(Data records)
>>>>>

PR #3282, opened 2026-07-21
feat(nodes): add policy-gated system exec

bogdanovich:
## What changed or was removed

- add opt-in `system.exec.v1` to the slim node companion
- execute direct canonical argv without a shell
- enforce companion-owned executable, working-root, environment, timeout, and output limits before durable acceptance and again before execution
- persist typed timeout/start/wait failures and preserve non-zero process exits as successful typed results
- terminate process groups on Unix and confirm explicit cancellation only after the child has stopped
- keep the capability absent from the advertised catalog unless `system_exec` is explicitly configured

## Why

The node MVP needs useful remote execution without turning pairing or gateway approval into unlimited host authority. This adds the narrow execution primitive described by the node-companion architecture while retaining an independent node-local maximum policy.

## User and developer impact

Operators may opt in with `system_exec.working_roots`, `system_exec.executables`, and an optional environment-name allowlist, plus the existing local command policy. Existing companion configurations and catalogs are unchanged by default. Commands receive only explicitly allowlisted environment variables; shell interpreters are rejected.

## Validation

- `go test -race ./pkg/nodes/... ./cmd/picoclaw-node`
- `go test -tags goolm,stdjson ./...`
- `golangci-lint run --build-tags=goolm,stdjson`
- `GOOS=windows GOARCH=amd64 go test -c ./pkg/nodes/companion`
- `GOOS=windows GOARCH=amd64 go build ./cmd/picoclaw-node`
- `go generate ./...`
- focused subprocess tests cover opt-in advertisement, executable/env denial before ledger acceptance, cwd symlink escape, bounded output, non-zero exit, timeout, and confirmed cancellation

## Later PRs

- operator-facing node configuration and lifecycle/install tooling
- typed service status/log capabilities
- real-process loopback WSS end-to-end coverage and final MVP audit


bogdanovich:
Opened against upstream by CLI repository auto-detection; this ForgeClaw-specific change belongs in the fork.

PR #3297, opened 2026-07-26
fix(security): harden remote prompt and exec boundaries

SiYue-ZO:
## Summary

- keep remote sender and chat metadata in a normalized user-role envelope instead of provider system instructions
- default remote exec to disabled, require independent per-call approval when enabled, and enforce origin policy again at execution time
- migrate configs to schema v4 and add startup warnings for risky remote-exec configurations
- require Telegram allowlists for new Web setups and document the remote-channel security boundary

## Security behavior

Remote turns no longer receive the exec tool unless explicitly enabled. Forged calls, hook-rewritten tool names, missing origin context, and unapproved remote calls are rejected at runtime. Sender-controlled identity fields are normalized and kept out of OpenAI, Azure, Codex, and Anthropic system instructions.


SiYue-ZO:
@imguoguo

PR #942, opened 2023-02-16
🚸 Remove cooldown for changing email if not have one

nwingt:


williamchong (approved):
Maybe we can have a large and small cooldown later

PR #943, opened 2023-02-16
🐛 [Notification] Fix last seen not update when closing window

AuroraHuang22:


src/pages/notifications/index.vue
```diff
@@ -193,11 +196,12 @@ export default {
   },
   mixins: [walletMixin],
   data() {
-    return { isLoading: false };
+    return { postTimeStamp: undefined };
```
nwingt, line 199:
```suggestion
    return { lastEntryTs: undefined };
```

nwingt (approved):

src/pages/notifications/index.vue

<<<<<

**TO DO**
Identify every line above that includes the word "goolm", and show those lines.

**SOLUTION TO THIS PROBLEM**
- `go test -tags goolm,stdjson ./...`
- `golangci-lint run --build-tags=goolm,stdjson`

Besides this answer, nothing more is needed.